Task input ->
PR #326, opened 2024-06-23
Remove unused files, unused imports, commented out code, and update NPM packages

JoshVarga:
General cleanup


src/simulator/src/modules/Ground.js
```diff
@@ -54,21 +50,6 @@ export default class Ground extends CircuitElement {
         simulationArea.simulationQueue.add(this.output1)
     }
 
-    /**
-     * @memberof Ground
-     * fn to create save Json Data of object
-     * @return {JSON}
-     */
-    customSave() {
```
gr455, line 62: I believe this definition of customSave is being used currently. The earlier one is redundant (the Ground constructor does not take the direction, and Ground does not have a state).

src/simulator/src/modules/Output.js
```diff
@@ -59,15 +56,6 @@ export default class Output extends CircuitElement {
         this.inp1 = new Node(this.bitWidth * 10, 0, 0, this)
     }
 
-    /**
-     * @memberof Output
-     * function to generate verilog for output
-     * @return {string}
-     */
-    generateVerilog() {
```
gr455, line 67: This function generates verilog for the output node, removing it will break that feature.

src/simulator/src/modules/Splitter.js
```diff
@@ -183,53 +178,12 @@ export default class Splitter extends CircuitElement {
         this.prevInpValue = undefined
     }
 
-    /**
-     * @memberof Splitter
-     * fn to process verilog of the element
-     * @return {JSON}
-     */
-    processVerilog() {
```
gr455, line 191: Why was this removed?

src/simulator/src/modules/Ground.js
JoshVarga: Currently Ground.js has customSave() defined twice, in javascript the second one wins

gr455: Yep, we would want the second one to keep winning since that is the correct implementation. So I think it would be better to remove the [first implementation](https://github.com/CircuitVerse/cv-frontend-vue/blob/d0787734b8183f83f67d11c31c6f888c7c8f8058/src/simulator/src/modules/Ground.js#L31)

src/simulator/src/modules/Splitter.js
JoshVarga: Here too generateVerilog is defined twice for the same object

src/simulator/src/modules/Output.js
gr455: Gotcha. This is good then. Thanks

src/simulator/src/modules/Splitter.js
gr455: Got it.

gr455 (approved):
LGTM

gr455:
@tachyons Can you merge this. I don't seem to have write access. (also please give me write access too)

PR #333, opened 2024-07-06
fix: update project name in navbar 

hackwhiz-8:
Fixes #

In the navbar there is half portion is hidden because the width issue so i just basically made changes to the styling of that box. and now its perfectly running .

Directions for this task -> Beginning with the opening line and ending with the final one, transcribe the material exactly.

Solution ->
PR #326, opened 2024-06-23
Remove unused files, unused imports, commented out code, and update NPM packages

JoshVarga:
General cleanup


src/simulator/src/modules/Ground.js
```diff
@@ -54,21 +50,6 @@ export default class Ground extends CircuitElement {
         simulationArea.simulationQueue.add(this.output1)
     }
 
-    /**
-     * @memberof Ground
-     * fn to create save Json Data of object
-     * @return {JSON}
-     */
-    customSave() {
```
gr455, line 62: I believe this definition of customSave is being used currently. The earlier one is redundant (the Ground constructor does not take the direction, and Ground does not have a state).

src/simulator/src/modules/Output.js
```diff
@@ -59,15 +56,6 @@ export default class Output extends CircuitElement {
         this.inp1 = new Node(this.bitWidth * 10, 0, 0, this)
     }
 
-    /**
-     * @memberof Output
-     * function to generate verilog for output
-     * @return {string}
-     */
-    generateVerilog() {
```
gr455, line 67: This function generates verilog for the output node, removing it will break that feature.

src/simulator/src/modules/Splitter.js
```diff
@@ -183,53 +178,12 @@ export default class Splitter extends CircuitElement {
         this.prevInpValue = undefined
     }
 
-    /**
-     * @memberof Splitter
-     * fn to process verilog of the element
-     * @return {JSON}
-     */
-    processVerilog() {
```
gr455, line 191: Why was this removed?

src/simulator/src/modules/Ground.js
JoshVarga: Currently Ground.js has customSave() defined twice, in javascript the second one wins

gr455: Yep, we would want the second one to keep winning since that is the correct implementation. So I think it would be better to remove the [first implementation](https://github.com/CircuitVerse/cv-frontend-vue/blob/d0787734b8183f83f67d11c31c6f888c7c8f8058/src/simulator/src/modules/Ground.js#L31)

src/simulator/src/modules/Splitter.js
JoshVarga: Here too generateVerilog is defined twice for the same object

src/simulator/src/modules/Output.js
gr455: Gotcha. This is good then. Thanks

src/simulator/src/modules/Splitter.js
gr455: Got it.

gr455 (approved):
LGTM

gr455:
@tachyons Can you merge this. I don't seem to have write access. (also please give me write access too)

PR #333, opened 2024-07-06
fix: update project name in navbar 

hackwhiz-8:
Fixes #

In the navbar there is half portion is hidden because the width issue so i just basically made changes to the styling of that box. and now its perfectly running .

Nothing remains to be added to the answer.